Warren Buffett was fortunate enough to be raised in a relatively well-off family. Yet his gargantuan wealth is almost entirely self-made. By taking a carefully calculated and disciplined approach to the stock market, he’s become one of the wealthiest men on the planet.
Many have tried replicating his success to little avail. That’s hardly surprising, considering achieving a 19.8% average annualised return over six decades is hardly a walk in the park.
However, by following his methods, investors can still end up far better off, even if they don’t achieve the same extraordinary returns. After all, even a 1% boost against the stock market average can have a monumental impact in the long run.

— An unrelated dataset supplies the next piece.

PR #706, opened 2021-12-14
adress mounted turret desync

Azaezel:
directly fix a reported desync for turrents mounted to other objects when they ghost in and out due to being beyond visibledistance from a given client using the reported workaround from Atomic Walrus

Stick to a circle of competence
There are many factors that can be attributed to Buffett’s success. But in my opinion, one of the most critical is the concept of a circle of competence.
Simply put, Buffett doesn’t invest in companies or industries that are outside his realm of understanding. Technology is a prime example of this. Despite the sector being a massive driver of growth for many investors, it’s only been in the last few years that Berkshire Hathaway’s portfolio began adding tech stocks into the mix. And even these weren’t picked by Buffett but rather by his colleagues.
To consistently beat the market, investors need to be capable of making informed decisions. And that can’t happen effectively if an investor starts putting money into businesses they don’t understand. Apart from making life harder in analysing an enterprise, it’s difficult to determine where the threats or opportunities reside.
In my case, fashion seems to be completely out of my wheelhouse. Given the complexity of modern financial institutions, I’m also not too fond of banks. Could I be missing out on terrific buying opportunities? Absolutely. But the stock market is vast, and there will always be new bargains in sectors I’m far more comfortable following, like healthcare and technology.
Patience is a virtue
Getting rich quickly is obviously desirable. But in almost all cases, it’s impossible to achieve without taking on absurd levels of risk. Buffett may have over $100bn in net worth today, but it’s taken a lifetime to accumulate. And the bulk of it only started to emerge after he turned 50.
Investing is a life-long endeavour and can demand tremendous patience. Even dirt cheap shares can take months or even years to reflect their true intrinsic value. And the temptation to veer off track can be immense if other investors are seemingly making a fortune in other shares.
The fear of missing out is a powerful emotional response that’s pretty hard to overcome. Buffett’s ability to wait for as long as it takes has served him well. And investors looking to start building wealth in the stock market should strive to do the same.